Can't go wrong with the 3-2-1 method on the ribs,3 hours in smoke,2 hours wrapped in foil/parchment with a little apple juice(your choice of liquid) and 1 hour unwrapped either naked or sauced(again your choice).There are many variations on this method,search it here on SMF.

I'm a stones throw away from Fall River MA so Chourico/Linguica is a staple around here.I just smoke it till "looks" smoked.

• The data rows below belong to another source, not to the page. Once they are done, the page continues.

PR #335, opened 2024-10-10
[REG-2110] Implement the GetRuntimeLogs command in the Runespawn server.

batu:
[Python side component.](https://github.com/Regression-Games/Runespawn/pull/10)

I tried to be mindful of unsubscribing events, but I don't know if what I ended up with is the right way to do it.

I ended up simply writing the code myself instead of using our built in log detailing as it was as simple as: 
`_logs.Add($"[{type}] {logString}");`

I also made KeyboardEventSender default log level from info to debug, as it would clog up the LLM context.

---

### DIFF
--- a/src/gg.regression.unity.experimental.runespawn/Editor/Scripts/EditorCommandServer.cs
+++ b/src/gg.regression.unity.experimental.runespawn/Editor/Scripts/EditorCommandServer.cs
@@ -39,6 +39,8 @@ public class EditorCommandServer
         EditorApplication.update += OnEditorUpdate;
         AssemblyReloadEvents.beforeAssemblyReload += OnBeforeAssemblyReload;
         EditorApplication.quitting += OnEditorQuitting;
+
+        // TODO (REG-2113): Use LoggingObserver to parse runtime logs.
         Application.logMessageReceived += PlayModeController.OnLogMessageReceived;
     }
 
--- a/src/gg.regression.unity.experimental.runespawn/Editor/Scripts/EditorCommandServer.cs
+++ b/src/gg.regression.unity.experimental.runespawn/Editor/Scripts/EditorCommandServer.cs
@@ -19,7 +19,8 @@ public class EditorCommandServer
         Stop,
         GetScripts,
         Compile,
-        GetCompilationMessages
+        GetCompilationMessages,
+        GetRuntimeLogs
     }
 
     // Configuration: Read from environment variables with defaults
@@ -38,6 +39,7 @@ public class EditorCommandServer
         EditorApplication.update += OnEditorUpdate;
         AssemblyReloadEvents.beforeAssemblyReload += OnBeforeAssemblyReload;
         EditorApplication.quitting += OnEditorQuitting;
+        Application.logMessageReceived += PlayModeController.OnLogMessageReceived;
     }
 
     /// <summary>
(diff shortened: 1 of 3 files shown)


batu:
"There was an error while trying to activate the Unity license." is the build error

src/gg.regression.unity.experimental.runespawn/Editor/Scripts/PlayModeController.cs
```diff
@@ -10,6 +11,50 @@ public static class PlayModeController
...
+    private static List<string> _errors = new List<string>();
+
+    /// <summary>
+    /// Static constructor for PlayModeController.
+    /// Initializes event subscriptions and prevents multiple subscriptions.
+    /// </summary>
+    static PlayModeController()
+    {
+        // Prevent multiple subscriptions.
+        EditorApplication.playModeStateChanged -= OnPlayModeStateChanged;
```
RG-nAmKcAz, line 24: I would test this thoroughly..  If you ever get a case where you try to remove a listener that doesn't exist it will throw a Unity exception.

RG-nAmKcAz (approved):
This works, but I'm a mildly concerned that we aren't using `LoggingObserver` from a thinking about the future perspective.

I guess Runespawn doesn't cause us to record state yet for later analysis in our WebClient, but I would expect one day it will.

Before we get there, we need to be observing and processing log messages only one time; but this class listening and LoggingObserver listening from ScreenRecorder would cause us to double process each log statement and use more Ram and more CPU than we should.

I would NOT bother fixing this now, but I would add a follow up task for handling it.  Doing it will require some changes to LoggingObserver to track the number of consumers registered so that we can track which messages in the buffer haven't been flushed to each consumer yet.  If/When we get there, I'd like to work on that task.

RG-nAmKcAz:
@vontell Can you look into the Unity License error in the builds ?
"There was an error while trying to activate the Unity license."

batu:
I added a [TODO](https://linear.app/regression-games/issue/REG-2113/use-loggingobserver-to-parse-runtime-logs) and also created a [Productionize Runespawn](https://linear.app/regression-games/issue/REG-2112/productionize-runespawn) task where I will adding all the productionization tasks so we don't forget any of them.

src/gg.regression.unity.experimental.runespawn/Editor/Scripts/PlayModeController.cs
batu: I tested it in this context and it works. Let me if I might be missing something

```csharp
 public class BotTester : MonoBehaviour
    {
       UnityEvent m_MyEvent;
       void Start()
       {
            Debug.Log("BotTester: Started.");

            Application.logMessageReceived -= SomeRandomFunction;
            Debug.Log("BotTester: Removed subscription.");

            m_MyEvent = new UnityEvent();
            m_MyEvent.RemoveListener(SomeOtherRandomFunction);
            Debug.Log("BotTester: Removed listener.");
       }

        private void SomeRandomFunction(string condition, string stackTrace, LogType type){}
        private void SomeOtherRandomFunction(){}

    }
```

src/gg.regression.unity.experimental.runespawn/Editor/Scripts/EditorCommandServer.cs
```diff
@@ -38,6 +39,9 @@ static EditorCommandServer()
         EditorApplication.update += OnEditorUpdate;
         AssemblyReloadEvents.beforeAssemblyReload += OnBeforeAssemblyReload;
         EditorApplication.quitting += OnEditorQuitting;
+
+        // TODO (REG-2113): Use LoggingObserver to parse runtime logs.
```
vontell, line 43: Thanks for adding this note!

vontell (approved):
Similar comment to Zack but I think you addressed it. Also the build issue should be fixed, I'll restart your build and see if it passes.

What wood you use is a personal choice.I like apple and or/cherry mixed with a little hickory for pork.


----------



## TomKnollRFV (Feb 9, 2019)

I run an electric so smoker specific tips I can't offer, but I do say go with 3-2-1 as a base line. It's never a bad starting point and I'm glad to see you aren't using baby backs! St Louis is really the better of the two!


----------



## 73saint (Feb 9, 2019)

I think your off to a great start!  Points for getting your pup to pose for the camera!  I can never make that happen.


----------



## Braz (Feb 9, 2019)

Oak is not a mistake. Here in Hoosierland a lot of BBQ places use oak - most likely because we have a good bit growing here. It works well with pork.


----------



## Desperado smoker (Feb 9, 2019)

Thanks to everyone!
Heres a spare rib that I cut off for my best dog. The full rack wouldn't fit.  So I cut off a couple. I was excited to see that smoke ring on the rib, and y'all are right, oak is good choice.


----------



## HalfSmoked (Feb 9, 2019)

Welcome glad to have you on board.
As always I say how you smoke something is a personal preference and mind is I never wrap anything.
Keep records of how you do something that way it will be sassier to repeat what you did.

Warren


----------



## Desperado smoker (Feb 9, 2019)

I've seen a few who wrap through the whole process.  Mines a dual fuel, so after 3 hours, I wrap, and then switch to using propane/charcoal, no wood to keep it up to heat


----------



## tbrtt1 (Feb 9, 2019)

Oak is not only *not* a rookie mistake but the choice of many a pro. It is the dominant smoking wood for real Texas BBQ so that oughtta tell ya something.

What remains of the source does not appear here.